Data extracted from a collection:
Content starts

PR #1137, opened 2025-09-18
feat: Implement export audit records rpc with streaming

AmanGIT07:
This PR implements the ExportAuditRecords RPC for streaming audit record data as CSV files.

  Implementation Details

  - Repository Layer: Uses PostgreSQL server-side cursors to handle large datasets without loading all records into memory. Fetches data in configurable batches (1000 records) and streams via io.Pipe to the handler.
  - Handler Layer: Receives the data stream from repository and forwards it to the client using Connect's server-side streaming with chunked HTTP responses (200KB chunks).
  - RQL Support: Supports filtering, searching, and sorting through RQL query parameters, consistent with the existing ListAuditRecords endpoint.
  - Memory Efficiency: The cursor-based approach ensures constant memory usage regardless of result set size, making it suitable for exporting large number of records

### DIFF
--- a/internal/store/postgres/audit_record_repository.go
+++ b/internal/store/postgres/audit_record_repository.go
@@ -257,7 +257,6 @@ func (r AuditRecordRepository) Export(ctx context.Context, rqlQuery *rql.Query) 
 		goqu.L(`COALESCE(metadata::text, '{}') AS "Metadata"`),
 	)
 
-	// Apply sorting after selecting columns for export
 	csvQuery, err = utils.AddRQLSortInQuery(csvQuery, rqlQuery)
 	if err != nil {
 		return nil, "", wrapValidationError(err)
@@ -288,7 +287,7 @@ func (r AuditRecordRepository) executeCursorQuery(ctx context.Context, selectQue
 			if err != nil {
 				return fmt.Errorf("failed to begin transaction: %w", err)
 			}
-			defer tx.Rollback() // Always rollback
+			defer tx.Rollback()
 
 			// Generate unique cursor name
 			cursorName, err := r.generateCursorName()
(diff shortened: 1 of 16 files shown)


internal/store/postgres/audit_record_repository.go
```diff
@@ -230,6 +228,114 @@ func (r AuditRecordRepository) List(ctx context.Context, rqlQuery *rql.Query) (a
...
+		goqu.L(`COALESCE(target_name, '')`),
+		goqu.L(`COALESCE(target_metadata::text, '{}')`),
+		goqu.L(`COALESCE(org_id::text, '')`),
+		goqu.L(`COALESCE(request_id, '')`),
+		goqu.L(`to_char(occurred_at AT TIME ZONE 'UTC', 'YYYY-MM-DD HH24:MI:SS.MS TZ')`),
+		goqu.L(`to_char(created_at AT TIME ZONE 'UTC', 'YYYY-MM-DD HH24:MI:SS.MS TZ')`),
+		goqu.L(`COALESCE(metadata::text, '{}')`),
+	)
+
+	csvQuery, err = utils.AddRQLSortInQuery(csvQuery, rqlQuery)
```
whoAbhishekSah, line 260: Why not add sort in the `buildFilteredQuery` function itself?

whoAbhishekSah (approved):

internal/store/postgres/audit_record_repository.go
AmanGIT07: We are using `buildFilteredQuery` in List method as well. List supports grouping which in turn uses ordering under the hood.  It was interfering and causing issues - column "x" must appear in the GROUP BY clause or be used in an aggregate function (SQLSTATE 42803).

Content ends

Show a copy of each line from the records above in which the string "YYYY" occurs.

Reply to the exercise —
+		goqu.L(`to_char(occurred_at AT TIME ZONE 'UTC', 'YYYY-MM-DD HH24:MI:SS.MS TZ')`),
+		goqu.L(`to_char(created_at AT TIME ZONE 'UTC', 'YYYY-MM-DD HH24:MI:SS.MS TZ')`),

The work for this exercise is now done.